_Raw data:_

PR #11912, opened 2022-02-03
Fix maxLodLevel WebGPU

sebavan:


sebavan:
Follow up on https://github.com/BabylonJS/Babylon.js/pull/11907/files 

@bghgary would be great to look for native support.

@Popov72 would be great if you could double check I am not doing anything stupid.

deltakosh (approved):

Popov72:
That seems ok to me, except you will also need to perform a modification in `WebGPUEngine._generateMipmaps`.

src/Engines/Extensions/engine.cubeTexture.ts
```diff
@@ -220,16 +220,17 @@ ThinEngine.prototype._partialLoadImg = function (url: string, index: number, loa
...
+ThinEngine.prototype._setCubeMapTextureParams = function (texture: InternalTexture, loadMipmap: boolean, maxLevel?: number): void {
     var gl = this._gl;
     gl.texParameteri(gl.TEXTURE_CUBE_MAP, gl.TEXTURE_MAG_FILTER, gl.LINEAR);
     gl.texParameteri(gl.TEXTURE_CUBE_MAP, gl.TEXTURE_MIN_FILTER, loadMipmap ? gl.LINEAR_MIPMAP_LINEAR : gl.LINEAR);
     gl.texParameteri(gl.TEXTURE_CUBE_MAP, gl.TEXTURE_WRAP_S, gl.CLAMP_TO_EDGE);
     gl.texParameteri(gl.TEXTURE_CUBE_MAP, gl.TEXTURE_WRAP_T, gl.CLAMP_TO_EDGE);
     texture.samplingMode = loadMipmap ? Constants.TEXTURE_TRILINEAR_SAMPLINGMODE : Constants.TEXTURE_LINEAR_LINEAR;
 
-    if (loadMipmap && this.getCaps().textureMaxLevel && maxLevel > 0) {
+    if (loadMipmap && this.getCaps().textureMaxLevel && maxLevel !== undefined && maxLevel > 0) {
```
Popov72, line 231: I think maxLevel == 0 is a valid value (and in effect disable mipmapping).

src/Engines/WebGPU/webgpuTextureHelper.ts
```diff
@@ -1369,6 +1369,13 @@ export class WebGPUTextureHelper {
 
         const hasMipMaps = texture.generateMipMaps;
         const layerCount = depth || 1;
+        let mipmapCount;
+        if (texture._maxLodLevel !== null) {
+            mipmapCount = texture._maxLodLevel;
```
Popov72, line 1374: I think we may need to use `texture._maxLodLevel+1` here, but I'm not sure, I could not find a clear doc on TEXTURE_MAX_LEVEL... But I do think the number of mipmaps equals maxLodLevel+1 as I understand it 0 is a valid value for TEXTURE_MAX_LEVEL.

src/Engines/Extensions/engine.cubeTexture.ts
sebavan: I should rename maxLodLevel... I took it from the previous PR to ensure the PG with incomplete DDS was ok in WEBGPU as well :-( maxLodLevel is containing the value + 1

src/Engines/WebGPU/webgpuTextureHelper.ts
sebavan: I should rename maxLodLevel... I took it from the previous PR to ensure the PG with incomplete DDS was ok in WEBGPU as well :-( maxLodLevel is containing the value + 1

sebavan: @Popov72 / @deltakosh I wonder if I should rename it or pass the value - 1 in param and add 1 when calling the function.

About generateMipMaps, I ll do it in the same PR. It is currently only ever used in DDS and is hidden so we are all good in term of time to fix it.

deltakosh: It is the max number of levels: so in my mind 0 means NO mip right. So I guess the name is fine  (hence this is the name in webGL world)

I'm not sure about the +1 though. This is something we need to confirm / test

src/Engines/Extensions/engine.cubeTexture.ts
deltakosh: I agree that maxLevel should be set if set to 0 but I'm not so sure for the name change

deltakosh: We need to test to be sure 0 is ok :) I found no doc on that topic

src/Engines/WebGPU/webgpuTextureHelper.ts
deltakosh: why +1 ? does 0 work here?

sebavan: Actually only comes frome me being dumb there is well the -1 https://github.com/BabylonJS/Babylon.js/pull/11907/files#diff-5a4cb9f6543e06e9c4821b90e96560872069e5bcb8eae7d70cadf058ee20933bR59 and tests from the previous pg are working so we are all set on this front…

just have to look at the generate mip map now in case this is used outside of the dds

Meakk: Yes, the number of mip maps is the `max_level - min_level + 1`.  
If you set min level 0, and max level 4, you have 5 mipmap levels

Popov72: Ok, so max_level=0 is indeed valid (I think min_level == base_level?).

Meakk: Yes, max_level=0 should be valid in theory. I've never checked though.

sebavan: I did kept > 1 as it should not change anything for us :-) basically in case of 0 we fallback on the general case where hasMipmap would be false. I ll at least tonight change the generation of mipmAp in WebGpu to account for the new param.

_Task goal:_ Your response must consist of the entries, reproduced exactly.

_Answer space:_
PR #11912, opened 2022-02-03
Fix maxLodLevel WebGPU

sebavan:


sebavan:
Follow up on https://github.com/BabylonJS/Babylon.js/pull/11907/files 

@bghgary would be great to look for native support.

@Popov72 would be great if you could double check I am not doing anything stupid.

deltakosh (approved):

Popov72:
That seems ok to me, except you will also need to perform a modification in `WebGPUEngine._generateMipmaps`.

src/Engines/Extensions/engine.cubeTexture.ts
```diff
@@ -220,16 +220,17 @@ ThinEngine.prototype._partialLoadImg = function (url: string, index: number, loa
...
+ThinEngine.prototype._setCubeMapTextureParams = function (texture: InternalTexture, loadMipmap: boolean, maxLevel?: number): void {
     var gl = this._gl;
     gl.texParameteri(gl.TEXTURE_CUBE_MAP, gl.TEXTURE_MAG_FILTER, gl.LINEAR);
     gl.texParameteri(gl.TEXTURE_CUBE_MAP, gl.TEXTURE_MIN_FILTER, loadMipmap ? gl.LINEAR_MIPMAP_LINEAR : gl.LINEAR);
     gl.texParameteri(gl.TEXTURE_CUBE_MAP, gl.TEXTURE_WRAP_S, gl.CLAMP_TO_EDGE);
     gl.texParameteri(gl.TEXTURE_CUBE_MAP, gl.TEXTURE_WRAP_T, gl.CLAMP_TO_EDGE);
     texture.samplingMode = loadMipmap ? Constants.TEXTURE_TRILINEAR_SAMPLINGMODE : Constants.TEXTURE_LINEAR_LINEAR;
 
-    if (loadMipmap && this.getCaps().textureMaxLevel && maxLevel > 0) {
+    if (loadMipmap && this.getCaps().textureMaxLevel && maxLevel !== undefined && maxLevel > 0) {
```
Popov72, line 231: I think maxLevel == 0 is a valid value (and in effect disable mipmapping).

src/Engines/WebGPU/webgpuTextureHelper.ts
```diff
@@ -1369,6 +1369,13 @@ export class WebGPUTextureHelper {
 
         const hasMipMaps = texture.generateMipMaps;
         const layerCount = depth || 1;
+        let mipmapCount;
+        if (texture._maxLodLevel !== null) {
+            mipmapCount = texture._maxLodLevel;
```
Popov72, line 1374: I think we may need to use `texture._maxLodLevel+1` here, but I'm not sure, I could not find a clear doc on TEXTURE_MAX_LEVEL... But I do think the number of mipmaps equals maxLodLevel+1 as I understand it 0 is a valid value for TEXTURE_MAX_LEVEL.

src/Engines/Extensions/engine.cubeTexture.ts
sebavan: I should rename maxLodLevel... I took it from the previous PR to ensure the PG with incomplete DDS was ok in WEBGPU as well :-( maxLodLevel is containing the value + 1

src/Engines/WebGPU/webgpuTextureHelper.ts
sebavan: I should rename maxLodLevel... I took it from the previous PR to ensure the PG with incomplete DDS was ok in WEBGPU as well :-( maxLodLevel is containing the value + 1

sebavan: @Popov72 / @deltakosh I wonder if I should rename it or pass the value - 1 in param and add 1 when calling the function.

About generateMipMaps, I ll do it in the same PR. It is currently only ever used in DDS and is hidden so we are all good in term of time to fix it.

deltakosh: It is the max number of levels: so in my mind 0 means NO mip right. So I guess the name is fine  (hence this is the name in webGL world)

I'm not sure about the +1 though. This is something we need to confirm / test

src/Engines/Extensions/engine.cubeTexture.ts
deltakosh: I agree that maxLevel should be set if set to 0 but I'm not so sure for the name change

deltakosh: We need to test to be sure 0 is ok :) I found no doc on that topic

src/Engines/WebGPU/webgpuTextureHelper.ts
deltakosh: why +1 ? does 0 work here?

sebavan: Actually only comes frome me being dumb there is well the -1 https://github.com/BabylonJS/Babylon.js/pull/11907/files#diff-5a4cb9f6543e06e9c4821b90e96560872069e5bcb8eae7d70cadf058ee20933bR59 and tests from the previous pg are working so we are all set on this front…

just have to look at the generate mip map now in case this is used outside of the dds

Meakk: Yes, the number of mip maps is the `max_level - min_level + 1`.  
If you set min level 0, and max level 4, you have 5 mipmap levels

Popov72: Ok, so max_level=0 is indeed valid (I think min_level == base_level?).

Meakk: Yes, max_level=0 should be valid in theory. I've never checked though.

sebavan: I did kept > 1 as it should not change anything for us :-) basically in case of 0 we fallback on the general case where hasMipmap would be false. I ll at least tonight change the generation of mipmAp in WebGpu to account for the new param.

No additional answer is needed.